[Saved data entries]

-.-.-

Issue #686, opened 2020-03-24
using renamed components in @defcomposite


ckingdon95:
The following renaming of leaf component A works:
```julia
using Mimi

@defcomp A begin
    p1 = Parameter()
end

@defcomposite B begin
    foo = Component(A)
end
```
But if you try to use the renamed component in a parameter definition, it errors:
```julia
@defcomposite C begin
    foo = Component(A)
    rename_p1 = Parameter(foo.p1)
end
```
```
ERROR: LoadError: UndefVarError: foo not defined
Stacktrace:
 [1] top-level scope at C:\Users\kingdon\.julia\dev\Mimi\src\core\defcomposite.jl:183
 [2] include_string(::Module, ::String, ::String) at .\loading.jl:1075
 [3] #invokelatest#1 at .\essentials.jl:709 [inlined]
 [4] invokelatest at .\essentials.jl:708 [inlined]
 [5] (::Main._vscodeserver.var"#9#12"{String,Int64,Int64,String})() at c:\Users\kingdon\.vscode\extensions\julialang.language-julia-0.14.18\scripts\terminalserver\terminalserver.jl:162
 [6] withpath(::Main._vscodeserver.var"#9#12"{String,Int64,Int64,String}, ::String) at c:\Users\kingdon\.vscode\extensions\julialang.language-julia-0.14.18\scripts\terminalserver\repl.jl:62
 [7] (::Main._vscodeserver.var"#8#11"{String,Int64,Int64,String})() at c:\Users\kingdon\.vscode\extensions\julialang.language-julia-0.14.18\scripts\terminalserver\terminalserver.jl:161
 [8] hideprompt(::Main._vscodeserver.var"#8#11"{String,Int64,Int64,String}) at c:\Users\kingdon\.vscode\extensions\julialang.language-julia-0.14.18\scripts\terminalserver\repl.jl:28
 [9] macro expansion at c:\Users\kingdon\.vscode\extensions\julialang.language-julia-0.14.18\scripts\terminalserver\terminalserver.jl:152 [inlined]   
 [10] (::Main._vscodeserver.var"#7#10")() at .\task.jl:333
in expression starting at c:\Users\kingdon\.julia\dev\Mimi\example.jl:7
```
This error already exists on master currently, so I think I might address it later instead of during my current re-write of composite parameter definitions. (i.e. I'll get the parameter stuff to work first without being able to rename components)

lrennels:
#698

PR #698, opened 2020-04-10
using renamed components in #defcomposite

lrennels:
#686


ckingdon95:
I think this error will also need to be addressed not just for `Parameter` statements but also `Variable` statements and `connect` statements. Here's an expanded example to hit all three:
```julia
@defcomp A begin
    p1 = Parameter()
    p2 = Parameter()

    v1 = Variable()
end

@defcomp B begin
    v2 = Variable()
end

@defcomposite C begin

    foo = Component(A)
    bar = Component(B) 

    rename_p1 = Parameter(foo.p1) 

    connect(foo.p2, bar.v2)

    rename_v1 = Variable(foo.v1)
end
```

lrennels:
@ckingdon95 the macro yields the following with the `@defcomposite C` call (in a let block but I removed that for now)

```
cc_id = Mimi.ComponentId(Main, :C)
obj = Mimi.CompositeComponentDef(cc_id)

#= /Users/lisarennels/.julia/dev/Mimi/src/core/defcomposite.jl:183 =#
global C = obj

#= /Users/lisarennels/.julia/dev/Mimi/src/core/defcomposite.jl:184 =#
Mimi.add_comp!(obj, A, :foo)
Mimi.add_comp!(obj, B, :bar)
Mimi.import_param!(obj, :rename_p1, obj[:foo] => :p1; )
Mimi.connect_param!(obj, :foo, :p2, :bar, :v2; )
Mimi._import_var!(obj, :rename_v1, ComponentPath(:foo,), :v1)

#= /Users/lisarennels/.julia/dev/Mimi/src/core/defcomposite.jl:185 =#
Mimi.import_params!(obj)

#= /Users/lisarennels/.julia/dev/Mimi/src/core/defcomposite.jl:186 =#
C
```

lrennels:
Note from conversation: This macro expand looks good, next step is to move the wip file to testing, perhaps test for keys like: 

```
@test (:foo, :bar, :rename_p1, :rename_v1) in keys(C.namespace)
```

-.-.-

> **Exercise aim**
Set the entries above down once more, exactly as they stand.

> **Output**
Issue #686, opened 2020-03-24
using renamed components in @defcomposite


ckingdon95:
The following renaming of leaf component A works:
```julia
using Mimi

@defcomp A begin
    p1 = Parameter()
end

@defcomposite B begin
    foo = Component(A)
end
```
But if you try to use the renamed component in a parameter definition, it errors:
```julia
@defcomposite C begin
    foo = Component(A)
    rename_p1 = Parameter(foo.p1)
end
```
```
ERROR: LoadError: UndefVarError: foo not defined
Stacktrace:
 [1] top-level scope at C:\Users\kingdon\.julia\dev\Mimi\src\core\defcomposite.jl:183
 [2] include_string(::Module, ::String, ::String) at .\loading.jl:1075
 [3] #invokelatest#1 at .\essentials.jl:709 [inlined]
 [4] invokelatest at .\essentials.jl:708 [inlined]
 [5] (::Main._vscodeserver.var"#9#12"{String,Int64,Int64,String})() at c:\Users\kingdon\.vscode\extensions\julialang.language-julia-0.14.18\scripts\terminalserver\terminalserver.jl:162
 [6] withpath(::Main._vscodeserver.var"#9#12"{String,Int64,Int64,String}, ::String) at c:\Users\kingdon\.vscode\extensions\julialang.language-julia-0.14.18\scripts\terminalserver\repl.jl:62
 [7] (::Main._vscodeserver.var"#8#11"{String,Int64,Int64,String})() at c:\Users\kingdon\.vscode\extensions\julialang.language-julia-0.14.18\scripts\terminalserver\terminalserver.jl:161
 [8] hideprompt(::Main._vscodeserver.var"#8#11"{String,Int64,Int64,String}) at c:\Users\kingdon\.vscode\extensions\julialang.language-julia-0.14.18\scripts\terminalserver\repl.jl:28
 [9] macro expansion at c:\Users\kingdon\.vscode\extensions\julialang.language-julia-0.14.18\scripts\terminalserver\terminalserver.jl:152 [inlined]   
 [10] (::Main._vscodeserver.var"#7#10")() at .\task.jl:333
in expression starting at c:\Users\kingdon\.julia\dev\Mimi\example.jl:7
```
This error already exists on master currently, so I think I might address it later instead of during my current re-write of composite parameter definitions. (i.e. I'll get the parameter stuff to work first without being able to rename components)

lrennels:
#698

PR #698, opened 2020-04-10
using renamed components in #defcomposite

lrennels:
#686


ckingdon95:
I think this error will also need to be addressed not just for `Parameter` statements but also `Variable` statements and `connect` statements. Here's an expanded example to hit all three:
```julia
@defcomp A begin
    p1 = Parameter()
    p2 = Parameter()

    v1 = Variable()
end

@defcomp B begin
    v2 = Variable()
end

@defcomposite C begin

    foo = Component(A)
    bar = Component(B) 

    rename_p1 = Parameter(foo.p1) 

    connect(foo.p2, bar.v2)

    rename_v1 = Variable(foo.v1)
end
```

lrennels:
@ckingdon95 the macro yields the following with the `@defcomposite C` call (in a let block but I removed that for now)

```
cc_id = Mimi.ComponentId(Main, :C)
obj = Mimi.CompositeComponentDef(cc_id)

#= /Users/lisarennels/.julia/dev/Mimi/src/core/defcomposite.jl:183 =#
global C = obj

#= /Users/lisarennels/.julia/dev/Mimi/src/core/defcomposite.jl:184 =#
Mimi.add_comp!(obj, A, :foo)
Mimi.add_comp!(obj, B, :bar)
Mimi.import_param!(obj, :rename_p1, obj[:foo] => :p1; )
Mimi.connect_param!(obj, :foo, :p2, :bar, :v2; )
Mimi._import_var!(obj, :rename_v1, ComponentPath(:foo,), :v1)

#= /Users/lisarennels/.julia/dev/Mimi/src/core/defcomposite.jl:185 =#
Mimi.import_params!(obj)

#= /Users/lisarennels/.julia/dev/Mimi/src/core/defcomposite.jl:186 =#
C
```

lrennels:
Note from conversation: This macro expand looks good, next step is to move the wip file to testing, perhaps test for keys like: 

```
@test (:foo, :bar, :rename_p1, :rename_v1) in keys(C.namespace)
```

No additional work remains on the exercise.